Safe spinach?

I suppose we’d be remiss in our farm blogging duties if we didn’t comment on the current spinach ‘crisis.’ We’ve watched the news with interest this week as the country responded to the E. coli cases. We have been curious—along with the rest of the nation—about which step of the spinach bag process contaminated the product. Apparently, it could have been at any point, which has led to the complete recall of anything spinach related. The reaction has been so strong that Oregon Public Health officials are not willing to ‘exonerate’ any spinach at this time, even that grown locally and completely removed from the Natural Selection Foods company.

To us, this has been an interesting revelation of food’s underbelly. Maybe that seems like an odd way to describe it, but there is a reality to food production invisible to the consumer at the grocery store. Convenience foods, such as bagged spinach, are factory products, along with much of the meat and, of course, all of the processed foods we consume today. I think it’s easy to forget the many hands that have touched and handled our fresh vegetables when they come to us shrink-wrapped and clean (and labeled with fancy marketing graphics too).

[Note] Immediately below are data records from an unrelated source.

PR #432, opened 2022-08-26
Add ApplicationFormsIndexViewObject

thomasleese:
This is a view object which represents the application forms index view and managed all the business logic associated with that view.

I was considering moving the filters to be classes within the `ApplicationFormsIndexViewObject` as they deal with the `params` in the same way, but I decided against it in the end as that's not strictly required for this refactor, but it might be something to consider in the future.


gpeng (approved):
Perfect. Well, the name's horrible but I see where you're going with that. It would be good to have `ViewObjects::AssessorInterface::ApplicationFormIndex` but that's beyond my quick try at it without some horrible folder structure. Not sure how you do it without that (or if it's worth the bother trying). I suppose the convention with controllers is to stick the controller bit on the end 🤷

PR #1598, opened 2023-07-26
Switch to non-AKS environment references

thomasleese:
As we're no longer running two parallel environments (AKS and PaaS) we can rename the environment to remove the `_aks` suffix and stick with one consistent environment name.

[Trello Card](https://trello.com/c/uHFN31ny/2088-rename-github-aks-environments)


nickdevdfe (approved):
Tested, reviewed and approved.

PR #1609, opened 2023-08-01
Use development qualified teachers API in review

thomasleese:
The review environment is similar to the development environment except the apps are short lived, we should match up the environments so they correspond to the same one that the qualified teachers API is running in.


syed87 (approved):
looks good to me

PR #1630, opened 2023-08-09
Remove CountryCode#eligible_in_february_2023?

thomasleese:
We don't use this method anywhere so it's safe to be deleted.


syed87 (approved):
looks good to me

PR #1645, opened 2023-08-21
Rename manage applications permission

thomasleese:
Initially we thought this permission would get used across the board, but we now discovering that it's only used for one feature as different sets of users will need to use each feature.


richardpattinson (approved):
Nice job.

PR #1649, opened 2023-08-24
Improve content related to work experience

thomasleese:
This clarifies that the work experience doesn't have to have been in the UK, but it does need to have been after the teaching qualification.

[Trello Card](https://trello.com/c/TBnGHcDj/2204-add-content-about-teaching-experience-from-any-country-being-valid)


richardpattinson (approved):
Looks good to me

PR #1660, opened 2023-09-04
Rename teaching authority information fields

thomasleese:
This renames the fields to be consistent with the `qualifications_information` field, and makes it clear that it's not specific to the teaching authority, more general information applicable for the region or country.

[Trello Card](https://trello.com/c/typ3Qxxo/2243-rename-teaching-authority-other-field)


richardpattinson (approved):
Looks good to me!

PR #1663, opened 2023-09-05
Remove preliminary check from region

thomasleese:
This removes the fields from regions as we only ever set this at a country-level, it should make the support console simpler and remove any confusion about where to set this.

[Trello Card](https://trello.com/c/vit18758/2245-remove-requires-preliminary-check-from-region)


thomasleese:
We've decided to switch so we'll remove it from the country table.

PR #1664, opened 2023-09-05
Remove preliminary check from country

thomasleese:
This removes the fields from countries and leaves it on regions, it should make the support console simpler and remove any confusion about where to set this.

[Trello card](https://trello.com/c/vit18758/2245-remove-requires-preliminary-check-from-region)


syed87 (approved):
looks good to me

PR #1669, opened 2023-09-08
Hide additional fields for countries with one region

thomasleese:
At the moment with countries with on region there are two places you can put this information, which is confusing. Instead we should hide it to encourage users to use the region.

I've also made a few changes to the pages to organise the fields and better match the designs.

[Trello Card](https://trello.com/c/Bbu2YRc6/2253-hide-duplicate-region-country-fields-if-there-is-only-one-region)


syed87 (approved):
looks good to me

PR #1676, opened 2023-09-12
2172 subject limited countries

syed87:
This adds a new subject_limited field to country to replace hard coded list. Countries can be added to list of subject limited countries by selecting new expanded option
Screenshot 2023-09-12 at 09 33 59

https://trello.com/c/azNtrW4F/2172-allow-customising-subject-limited-countries


app/controllers/support_interface/countries_controller.rb
```diff
@@ -61,6 +61,7 @@ def country_params
         :region_names,
         :sanction_information,
         :status_information,
+        :eligibility_route,
```
thomasleese, line 64: I think we can remove `eligibility_skip_questions` from this list as we're not passing it through to the controller anymore.

app/lib/country_code.rb
```diff
@@ -29,9 +29,8 @@ def european_economic_area?(code)
     end
 
     def secondary_education_teaching_qualification_required?(code)
```
thomasleese, line 31: I think we can remove this method now and replace the two places it's used with direct access to the `country`, to avoid an unnecessary database query in this method.

app/models/country.rb
```diff
@@ -34,8 +35,5 @@ class Country < ApplicationRecord
   CODES_ELIGIBLE_IN_FEBRUARY_2023 =
```
thomasleese, line 35: It looks like this is only used in the line below so can we get rid of it?

db/migrate/20230912081147_add_subject_limited_to_countries.rb
```diff
@@ -0,0 +1,5 @@
+class AddSubjectLimitedToCountries < ActiveRecord::Migration[7.0]
+  def change
+    add_column :countries, :subject_limited, :boolean, default: false
```
thomasleese, line 3:
```suggestion
    add_column :countries, :subject_limited, :boolean, default: false, null: false
```

I think we should make sure this field can't be `null`, as currently this field can have three values (`true`, `false` and `null`), but we only need to `true` or `false`.

db/seeds.rb
```diff
@@ -369,3 +369,12 @@
...
 end
+
+subject_limited_countries = %w[GH IN JM NG SG ZA ZW]
+
+subject_limited_countries.each do |country_code|
+  country = Country.find_by(code: country_code)
+  next unless country
+
+  country.update!(subject_limited: true)
+end
```
thomasleese, line 380:
```suggestion
Country.where(code: subject_limited_countries).update_all(subject_limited: true)
```

This avoids a database query for each country, and instead makes a single query that updates all the countries in one go.

spec/factories/countries.rb
```diff
@@ -22,16 +23,11 @@
     sequence :code, Country::CODES.cycle
 
     trait :requires_secondary_education_teaching_qualification do
```
thomasleese, line 25: I wonder if we could look at renaming these traits to match the new naming convention we're going with `subject_limited`.

spec/factories/countries.rb
```diff
@@ -22,16 +23,11 @@
...
+      subject_limited { true }
     end
 
     trait :doesnt_require_secondary_education_teaching_qualification do
-      sequence :code,
-               (
-                 Country::CODES -
-                   Country::CODES_REQUIRING_SECONDARY_EDUCATION_TEACHING_QUALIFICATION
-               ).cycle
+      subject_limited { true }
```
thomasleese, line 30: Should this be `false`? Also I wonder if we even need this trait since the default value for this field is `false`.

spec/lib/assessment_factory_spec.rb
```diff
@@ -282,6 +282,7 @@
       end
 
       describe "age range and subjects section" do
+        before { create(:country, code: "SG", subject_limited: true) }
```
thomasleese, line 285:
```suggestion
        before { create(:country, :requires_secondary_education_teaching_qualification, code: "SG") }
```

I think we should either use the trait, or remove the trait if we're not going to use it. If we rename the trait then we'll need to use the new name.

spec/system/support_interface/countries_spec.rb
```diff
@@ -59,18 +59,34 @@
   private
 
   def given_countries_exist
-    create(:region, :national, country: create(:country, code: "IE"))
-    create(:region, :national, country: create(:country, code: "PL"))
-    united_states = create(:country, code: "US")
+    create(
+      :region,
+      :national,
+      country: create(:country, code: "IE", subject_limited: false),
```
thomasleese, line 65:
```suggestion
      country: create(:country, code: "IE"),
```

Do we need to specify this field directly if it defaults to `false`?

thomasleese (commented):
Generally looks good! I've just got a few comments on the code.

app/lib/country_code.rb
syed87: I've made all the other changes suggested however I'm getting some errors with this I can't resolve.

app/models/application_form.rb
```diff
@@ -227,9 +227,7 @@ def english_language_exempt?
   end
 
   def secondary_education_teaching_qualification_required?
-    CountryCode.secondary_education_teaching_qualification_required?(
-      country.code,
-    )
+    country&.subject_limited || false
```
thomasleese, line 230:
```suggestion
    country.subject_limited
```

`country` won't be `nil` here so we don't need to access it safely.

db/migrate/20230921082209_change_subject_limited_to_not_null_in_countries.rb
```diff
@@ -0,0 +1,5 @@
+class ChangeSubjectLimitedToNotNullInCountries < ActiveRecord::Migration[7.0]
+  def change
+    change_column_null :countries, :subject_limited, false
```
thomasleese, line 3: Rather than introducing a new migration, we can alter the existing one as it's not merged in to `main` yet and hasn't been run in any of our environments, that keeps the migrations clean and means there will never be a time where the column is `nullable`. It also means rolling back can happen in one step rather than two.

app/lib/country_code.rb
thomasleese: I was able to replace the `qualified_for_subject_required?` method with:

```rb
Country.exists?(code: country_code, subject_limited: true)
```

What errors were you getting?

thomasleese (commented):
Looks very close, just got a final couple of comments.

app/lib/country_code.rb
syed87: That's working for me without error now

app/forms/support_interface/country_form.rb
```diff
@@ -81,4 +87,31 @@ def diff_actions
...
+    elsif eligibility_skip_questions
+      "reduced"
+    else
+      "standard"
+    end
+  end
+
+  def eligibility_route=(value)
+    subject_limited_will_change!
+    eligibility_skip_questions_will_change!
```
thomasleese, line 103: Do we need these methods on this form? I know we needed it when the code was on the model directly, but I wonder if we need it on the form?

app/views/support_interface/countries/edit.html.erb
```diff
@@ -32,6 +33,11 @@
 
   <% if @country.regions.count > 1 %>
     <%= render "shared/support_interface/country_region_information_fields", f: %>
+  <% else %>
+    <%= f.hidden_field :qualifications_information, value: '' %>
+    <%= f.hidden_field :sanction_information, value: '' %>
+    <%= f.hidden_field :status_information, value: '' %>
+    <%= f.hidden_field :other_information, value: '' %>
```
thomasleese, line 40: We don't need these lines anymore as the form handles this now.

app/views/support_interface/countries/index.html.erb
```diff
@@ -16,11 +16,14 @@
               <%= govuk_tag(text: "Ineligible", colour: "red", classes: ["govuk-!-margin-left-2"]) %>
             <% end %>
 
-            <% if country.eligibility_skip_questions %>
-              <%= govuk_tag(text: "Reduced eligibility", colour: "yellow", classes: ["govuk-!-margin-left-2"]) %>
-            <% else %>
-              <%= govuk_tag(text: "Standard eligibility", colour: "grey", classes: ["govuk-!-margin-left-2"]) %>
-            <% end %>
+            <% if country.subject_limited %>
+  <%= govuk_tag(text: "Subject limited", colour: "yellow", classes: ["govuk-!-margin-left-2"]) %>
```
thomasleese, line 20:
```suggestion
  <%= govuk_tag(text: "Subject limited eligibility", colour: "yellow", classes: ["govuk-!-margin-left-2"]) %>
```

To make it really clear what this means.

db/schema.rb
```diff
@@ -10,7 +10,7 @@
 #
 # It's strongly recommended that you check this file into your version control system.
 
-ActiveRecord::Schema[7.0].define(version: 2023_09_12_144508) do
+ActiveRecord::Schema[7.0].define(version: 2023_09_21_082209) do
```
thomasleese, line 13:
```suggestion
ActiveRecord::Schema[7.0].define(version: 2023_09_21_081147) do
```

This is currently referring to the other migration that got deleted.

.DS_Store
thomasleese, line 1: I think this file can be deleted.

app/views/support_interface/countries/preview.html.erb
```diff
@@ -53,6 +53,19 @@
...
 
+<% if @country.eligibility_skip_questions_changed? || @country.subject_limited_changed? %>
+  <h3 class="govuk-heading-s">Which route will applicants take through the eligibility checker?</h3>
+  <p class="govuk-body">
+    <% if @country.subject_limited %>
+      <%= govuk_tag(text: "Subject limited", colour: "yellow", classes: ["govuk-!-margin-left-2"]) %>
+    <% elsif @country.eligibility_skip_questions %>
+      <%= govuk_tag(text: "Reduced eligibility", colour: "yellow", classes: ["govuk-!-margin-left-2"]) %>
+    <% else %>
+      <%= govuk_tag(text: "Standard eligibility", colour: "grey", classes: ["govuk-!-margin-left-2"]) %>
```
thomasleese, line 64:
```suggestion
      <%= govuk_tag(text: "Subject limited", colour: "yellow") %>
    <% elsif @country.eligibility_skip_questions %>
      <%= govuk_tag(text: "Reduced eligibility", colour: "yellow") %>
    <% else %>
      <%= govuk_tag(text: "Standard eligibility", colour: "grey") %>
```

I don't think the left margin is required here.

spec/models/eligibility_check_spec.rb
```diff
@@ -98,12 +98,14 @@
...
 
       context "when teach_children is false" do
+        before { create(:country, :subject_limited, code: "IN") }
         before { eligibility_check.teach_children = false }
 
         it { is_expected.to include(:teach_children_secondary) }
       end
 
       context "when qualified_for_subject is false" do
+        before { create(:country, :subject_limited, code: "IN") }
```
thomasleese, line 108: To avoid duplication, this line can go in the `"when filtering by subject"` context, and then it'll apply to both the `"when teach_children is false"` and `"when qualified_for_subject is false"` context.

thomasleese (commented):
Looks pretty good, just some small comments left.

db/schema.rb
syed87: switched to 2023_09_12_081147

app/forms/support_interface/country_form.rb
syed87: Doesn't seem to be needed. Everything works without these methods

db/schema.rb
thomasleese: Ah, I think I got this wrong actually, I mistook the date there for the other migration but actually it's one that's ready in main, sorry! You can revert this change back to how it was.

thomasleese: I think it should be `2023_09_12_144508` actually as that's the latest migration in `main` (the migration in this file comes earlier than that one).

app/views/support_interface/countries/index.html.erb
```diff
@@ -16,11 +16,14 @@
...
-            <% else %>
-              <%= govuk_tag(text: "Standard eligibility", colour: "grey", classes: ["govuk-!-margin-left-2"]) %>
-            <% end %>
+            <% if country.subject_limited %>
+  <%= govuk_tag(text: "Subject limited eligibility", colour: "yellow", classes: ["govuk-!-margin-left-2"]) %>
+<% elsif country.eligibility_skip_questions %>
+  <%= govuk_tag(text: "Reduced eligibility", colour: "yellow", classes: ["govuk-!-margin-left-2"]) %>
+<% else %>
+  <%= govuk_tag(text: "Standard eligibility", colour: "grey", classes: ["govuk-!-margin-left-2"]) %>
+<% end %>
```
thomasleese, line 25:
```suggestion
            <% if country.subject_limited %>
              <%= govuk_tag(text: "Expanded eligibility", colour: "yellow", classes: ["govuk-!-margin-left-2"]) %>
            <% elsif country.eligibility_skip_questions %>
              <%= govuk_tag(text: "Reduced eligibility", colour: "yellow", classes: ["govuk-!-margin-left-2"]) %>
            <% else %>
              <%= govuk_tag(text: "Standard eligibility", colour: "grey", classes: ["govuk-!-margin-left-2"]) %>
            <% end %>
```

I think the indentation is wrong here, but also it occurs to me that we should probably match the naming of the question.

app/views/support_interface/countries/preview.html.erb
```diff
@@ -53,6 +53,19 @@
...
 
+<% if @country.eligibility_skip_questions_changed? || @country.subject_limited_changed? %>
+  <h3 class="govuk-heading-s">Which route will applicants take through the eligibility checker?</h3>
+  <p class="govuk-body">
+    <% if @country.subject_limited %>
+      <%= govuk_tag(text: "Subject limited", colour: "yellow") %>
+    <% elsif @country.eligibility_skip_questions %>
+      <%= govuk_tag(text: "Reduced eligibility", colour: "yellow") %>
+    <% else %>
+      <%= govuk_tag(text: "Standard eligibility", colour: "grey") %>
```
thomasleese, line 64:
```suggestion
      <%= govuk_tag(text: "Expanded", colour: "yellow") %>
    <% elsif @country.eligibility_skip_questions %>
      <%= govuk_tag(text: "Reduced", colour: "yellow") %>
    <% else %>
      <%= govuk_tag(text: "Standard", colour: "grey") %>
```

thomasleese (commented):
Just some very small comments related to the content, but otherwise looks good. I think it's worth squashing the commits together now too.

app/views/support_interface/countries/preview.html.erb
```diff
@@ -53,6 +53,19 @@
   <%= raw GovukMarkdown.render(@country.qualifications_information) %>
 <% end %>
 
+<% if @country.eligibility_skip_questions_changed? || @country.subject_limited_changed? %>
+  <h3 class="govuk-heading-s">Which route will applicants take through the eligibility checker?</h3>
+  <p class="govuk-body">
+    <% if @country.subject_limited %>
+      <%= govuk_tag(text: "Expanded", colour: "yellow") %>
+    <% elsif @country.eligibility_skip_questions %>
+      <%= govuk_tag(text: "Reduced eligibility", colour: "yellow") %>
```
thomasleese, line 62:
```suggestion
      <%= govuk_tag(text: "Reduced", colour: "yellow") %>
```

app/views/support_interface/countries/preview.html.erb
```diff
@@ -53,6 +53,19 @@
...
+    <% else %>
+      <%= govuk_tag(text: "Standard eligibility", colour: "grey") %>
```
thomasleese, line 64:
```suggestion
      <%= govuk_tag(text: "Standard", colour: "grey") %>
```

thomasleese (commented):
Just some final content comments to be consistent on the wording.

thomasleese (approved):

PR #1677, opened 2023-09-12
Reorder support console fields

thomasleese:
This moves around a number of fields so it matches the design. There shouldn't be any functional changes.


syed87 (approved):
looks good to me

PR #2335, opened 2024-07-28
Add reference request error page

thomasleese:
This adds a page which is shown to referees if they try and access a link that is no longer valid.


syed87 (approved):
lgtm

PR #2354, opened 2024-08-13
Send recommendation assessor note to BigQuery

thomasleese:
We want to do analysis on this value so we should move it out of the blocklist and in to the hidden PII configuration.


syed87 (approved):
lgtm

PR #2370, opened 2024-08-20
Prevent changing work history for received reference

thomasleese:
If the reference has already been received it shouldn't be possible to change the name of the contact as it would then be incorrect, suggesting a different person responded to the reference.


syed87 (approved):
lgtm

PR #2374, opened 2024-08-22
Don't hide decline reasons if expired

thomasleese:
If the further information request or LoPS has expired, in most cases this leads to an automatic decline. However, it's possible to rollback this decision and allow the assessor to continue with the assessment. Currently if the assessor then goes on to decline the application manually, these reasons will not be shown.


syed87 (approved):
lgtm

PR #2376, opened 2024-08-23
Update links to privacy policy

thomasleese:
We'll be switching to a DfE-wide privacy policy that covers our service so we don't need to have one specific to the service anymore.


syed87 (approved):
lgtm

In her book Safe Food: Bacteria, Biotechnology, and Bioterrorism, food activist and professor Marion Nestle discusses this seeming benign trust on the part of the consumer, even though food is not nearly as safe today as the food industry claims. She outlines the evolving decades long denial of food safety issues through political lobbying by the food industry. Although we have come a long way from the days of waterborne illnesses such as cholera, Nestle points out that food safety is still a very real issue in the United States, and one that is mostly ignored except during crises such as this one.

A significant difference between food safety issues in prior centuries and today is the mass centralization of our food supply. This is crucial in terms of epidemiology and contamination issues. In Safe Food Nestle primarily addresses this issue in terms of our meat supply, but it became apparent this week with spinach as well. When almost all of the bagged spinach in the country is coming from one processing plant in California, the fact that over 150 farms originally grew the spinach no longer matters. Through centralization, they all become guilty parties, and the United States finds itself suddenly without a seemingly safe or clean spinach supply—even though perhaps the original source of E. coli could have been in one five acre field out of hundreds.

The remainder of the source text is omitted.